* **TASK TO CARRY OUT**
Scan the records for "Thanks". Report each line that includes it.

* **MATERIAL FOR THIS EXERCISE**
--*--
PR #137, opened 2018-12-06
Support automatic upload when building App Bundles

### LINKED ISSUE #135: Bugsnag gradle plugin not triggering after App Bundle task
### Expected behavior
*When running the bundle gradle task for my release app bundle, I expect the bugsnag gradle task to trigger and upload my proguard mapping*

### Observed behavior
*Bugsnag gradle task never runs*

### Steps to reproduce
*Run gradle task for bundle{flavor}{buildType}. In my case*

> ./gradlew clean :app:bundleProdRelease

### Version
*bugsnag-android-gradle-plugin:3.5.0*

### Additional information
*I currently have to manually call the bugsnag gradle task after my bundle gradle task finishes, when previously our APK task would automatically trigger it.*

#### Can't comment on Issues?
Some users have been unable to comment on Github issues when an [adblocker extension is enabled](https://docs.bugsnag.com/platforms/browsers/faq/#is-bugsnag-blocked-by-ad-blockers).
We recommend temporarily disabling the extension, or if that fails, contacting support@bugsnag.com.

fractalwrench:
## Goal

v3.2.0 of the Android Gradle Plugin (AGP) introduced [App Bundles](https://developer.android.com/guide/app-bundle/), a new upload format which delegates the generation of APKs to the Google Play store, and which allows dynamic delivery of feature module APKs.

The task used to generate the App Bundle does not trigger the Bugsnag plugin's mapping file upload or build API tasks automatically - this changeset fixes that.

## Changeset

The changes are best viewed by looking at the individual commits:

1. The mazerunner example app fixture was updated to use AGP v3.2.1 to enable building App Bundles. This upgrade also required updating the gradle wrapper for the fixture to 4.6 (the minimum supported), and explicitly stating that all ABIs should be built (mips, mips64, and armeabi were disabled by default in v3.2.0).

2. Mazerunner scenarios were added for several App Bundle project setups:
- A project which builds a single APK
- A project which builds two APK [productFlavors](https://developer.android.com/studio/build/build-variants#product-flavors)
- A project where autouploading is disabled

These scenarios are broadly the same as the ones used to test `assemble` tasks.

3. The method which calculates the names of `assemble` tasks was updated to also include `bundle` tasks. This in turn adds a task dependency between each `bundle` task and our upload tasks which ensures they automatically run.

For example, in our previous gradle plugin, the following tasks would be expected to trigger a mapping file upload, NDK upload, and Build API request:
```
[assemble, assembleJavaExampleRelease, assembleJavaExample, assembleRelease]
```
whereas with these changes, the following tasks would _also_ trigger this behaviour:
```
[bundle, bundleJavaExampleRelease, bundleJavaExample, bundleRelease]
```

## Tests

In addition to existing and new mazerunner scenarios, I confirmed that a crash from an APK generated from a bundle deobfuscates correctly on the dashboard. A guide on how to achieve this is available here: https://developer.android.com/guide/app-bundle/

### Linked issues
Fixes #135


src/main/groovy/com/bugsnag/android/gradle/BugsnagPlugin.groovy
```diff
@@ -195,30 +195,44 @@ class BugsnagPlugin implements Plugin<Project> {
...
+
+    /**
+     * Finds all the task names which can be used to assemble a variant, and replaces 'assemble' with the given
+     * prefix.
+     *
+     * E.g. [bundle, bundleRelease, bundleFooRelease]
+     */
+    private static Set<String> findTaskNamesForPrefix(BaseVariantOutput output, String prefix) {
         String variantName = output.name.split("-")[0].capitalize()
         String assembleTaskName = output.assemble.name
```
Pezzah: It's a shame we can't get the "bundle" task from the build variant instead of using the assemble one and replacing the names.

PR #143, opened 2018-12-26
Resolve api key from string resources

gungoren:
## Goal

When using metada like on below example upload process is broken so api returns '@string/bugsnag_api_key' not valid key.

  <meta-data
      android:name="com.bugsnag.android.API_KEY"
      android:value="@string/bugsnag_api_key" />

## Changeset

It will fix string reference from string resources.  

## Tests

It tested for flavor and flavorless projects for both type project string resource reference resolve apiKey.

### DIFF
--- a/CHANGELOG.md
+++ b/CHANGELOG.md
@@ -1,3 +1,8 @@
+## 3.X.X (TBD)
+
+* Resolve apiKey from string resource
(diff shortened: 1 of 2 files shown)


fractalwrench:
Thanks for opening this PR - unfortunately I don't think we're likely to accept this as it doesn't have any tests and also logs out the API key.

PR #146, opened 2019-01-15
Address provider api warnings

fractalwrench:
## Goal

3.4-alpha of the Android Gradle Plugin has introduced new Provider APIs, which are meant to [avoid unnecessary tasks](https://developer.android.com/studio/preview/features/?utm_source=android-studio#lazy_task_config). In a project with 3.4-alpha our plugin now logs warnings about using deprecated APIs, and suggests that we should use the Provider API instead. This changeset updates our plugin to follow these recommendations.

## Design

The following locations are affected by deprecated APIs:
```
variantOutput.getProcessManifest(): com.bugsnag.android.gradle.BugsnagPlugin.setupManifestUuidTask(BugsnagPlugin.groovy:245)
variantOutput.getAssemble(): com.bugsnag.android.gradle.BugsnagPlugin.findTaskNamesForPrefix(BugsnagPlugin.groovy:229)
variantOutput.getProcessResources(): com.bugsnag.android.gradle.BugsnagUploadNdkTask.upload(BugsnagUploadNdkTask.groovy:46)
variant.getExternalNativeBuildTasks(): com.bugsnag.android.gradle.BugsnagUploadNdkTask.upload(BugsnagUploadNdkTask.groovy:60)
```

The new APIs follow this general naming convention:

```
variant.assemble // (deprecated API) eagerly accesses the assemble task
variant.assembleProvider.get() // (new API) accesses the assemble task only when required
```

Invoking the Provider API will throw an exception if the Gradle wrapper is below 5.1-RC. This can be exploited with a try-catch blocks to use the Provider API on new gradle versions, and fall back to the eager API on older versions.

## Tests

I installed a local maven artefact into the current example project, then ran `./gradlew assembleRelease`, confirming that no warnings relating to 'sdkAppExample' were logged.

I then updated the example project to the latest Canary channel, then performed the same action. An example is available on [this branch](https://github.com/bugsnag/bugsnag-android/tree/3.4-example-app). Note that due to an unrelated bug with the shared object file copy task, the bugsnag-android-ndk integration was replaced with bugsnag-android. However, this should not affect the running of the NDK upload task.

Note: the CI is also failing due to apparently unrelated issues.

### DIFF
--- a/.travis.yml
+++ b/.travis.yml
@@ -19,6 +19,7 @@ before_install:
   - echo y | sdkmanager "platform-tools" >/dev/null
   - echo y | sdkmanager "tools" >/dev/null
   - echo y | sdkmanager "build-tools;27.0.3" >/dev/null
+  - echo y | sdkmanager 'cmake;3.6.4111459'
   - gem install bundler
   - bundle install
   - ls $ANDROID_HOME
--- a/src/main/groovy/com/bugsnag/android/gradle/BugsnagPlugin.groovy
+++ b/src/main/groovy/com/bugsnag/android/gradle/BugsnagPlugin.groovy
@@ -305,7 +305,15 @@ class BugsnagPlugin implements Plugin<Project> {
         if (variant instanceof LibraryVariant) {
             variant.getPackageLibrary().dependsOn task
         } else {
-            variant.getPackageApplication().dependsOn task
+            resolvePackageApplication(variant).dependsOn task
+        }
+    }
+
+    static def resolvePackageApplication(BaseVariant variant) {
+        try {
+            return variant.getPackageApplicationProvider().get()
+        } catch (Throwable ignored) {
+            return variant.getPackageApplication()
         }
     }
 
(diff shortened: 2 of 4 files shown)


bengourley:
Running this on the `sdkAppExample` on `bugsnag-android` I still get the following warning:

```
WARNING: API 'variant.getPackageApplication()' is obsolete and has been replaced with 'variant.getPackageApplicationProvider()'.
```

I ran the build with `-Pandroid.debug.obsoleteApi=true` and it turned up this:

```
REASON: It is currently called from the following trace:
java.lang.Thread.getStackTrace(Thread.java:1559)
com.android.build.gradle.internal.errors.DeprecationReporterImpl.reportDeprecatedApi(DeprecationReporterImpl.kt:79)
com.android.build.gradle.internal.api.ApkVariantImpl.getPackageApplication(ApkVariantImpl.java:64)
com.android.build.gradle.internal.api.ApplicationVariantImpl_Decorated.getPackageApplication(null:-1)
com.android.build.gradle.api.ApkVariant$getPackageApplication.call(null:-1)
com.bugsnag.android.gradle.BugsnagPlugin.dependTaskOnPackageTask(BugsnagPlugin.groovy:308)
[ … truncated for brevity … ]
```

fractalwrench:
Thanks @bengourley - I've fixed the remaining issue with `packageApplication` in `sdkAppExample`.

PR #150, opened 2019-03-07
Be aware of errors during mapping uploads

nimeacuerdo:
## Goal
Allow users to be aware of errors during mapping uploads and react accordingly if needed.

For us it would be helpful as we could be generating release apks where the upload of the mapping fails, leaving us with obfuscated crashes in Bugsnag's dashboard until someone manually fixes that.

This change lets users decide if they want to fail their release build if the upload of the mapping fails if they feel so.

A new `failOnUploadError` property, that defaults to **false**, has been added. 

## Tests

Manual testing of a build with no connectivity.


fractalwrench:
Thanks for the contribution @nimeacuerdo. I've reviewed the implementation and made the change of enabling `failOnUploadError` by default. I've also added some end-to-end tests in #151, which will be used to merge this functionality down.

PR #151, opened 2019-03-13
Fail on upload error

fractalwrench:
## Goal

Adds mazerunner scenarios to verify the changes within #150, which fails the build if a mapping file upload task was not successful.

## Changeset

- Includes the implementation from #150
- Sets `failOnUploadError` to true by default
- Fails the build if an API key is empty, in addition to null, during an upload task
- If a build variant does not have obfuscation enabled via `minifyEnabled` and has not applied the DexGuard plugin, the previous behaviour was to create an upload task that failed as there would be no mapping file. This task will no longer be created.

## Tests
- Added mazerunner steps which check the exit code of a script, and for running a script that is expected to exit with a non-zero exit code
- Created mazerunner scenarios where the build is expected to fail due to:
  - an empty API key
  - using the wrong endpoint
  - a missing mapping file
- Created mazerunner scenarios where the build is expected to pass due to:
  - Uploading in a default app, with an API key, mapping file, and correct endpoint specified
  - Deobfuscation being disabled, therefore the plugin would not need to upload any mapping files

### DIFF
--- a/CHANGELOG.md
+++ b/CHANGELOG.md
@@ -1,3 +1,11 @@
+## 4.X.X (TBD)
+
+Note: this version of the plugin will fail the build if a mapping file is not uploaded successfully.
+Previously if this occurred the failure would have been logged as an error and the build would have continued.
+
+* Fail on upload error
+[#151](https://github.com/bugsnag/bugsnag-android-gradle-plugin/pull/151)
+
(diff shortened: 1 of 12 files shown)


fractalwrench:
Thanks for the review comments @Cawllec - I've addressed the feedback.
--*--
* **ANSWER TO THIS PROBLEM**
Thanks for opening this PR - unfortunately I don't think we're likely to accept this as it doesn't have any tests and also logs out the API key.
Thanks @bengourley - I've fixed the remaining issue with `packageApplication` in `sdkAppExample`.
Thanks for the contribution @nimeacuerdo. I've reviewed the implementation and made the change of enabling `failOnUploadError` by default. I've also added some end-to-end tests in #151, which will be used to merge this functionality down.
Thanks for the review comments @Cawllec - I've addressed the feedback.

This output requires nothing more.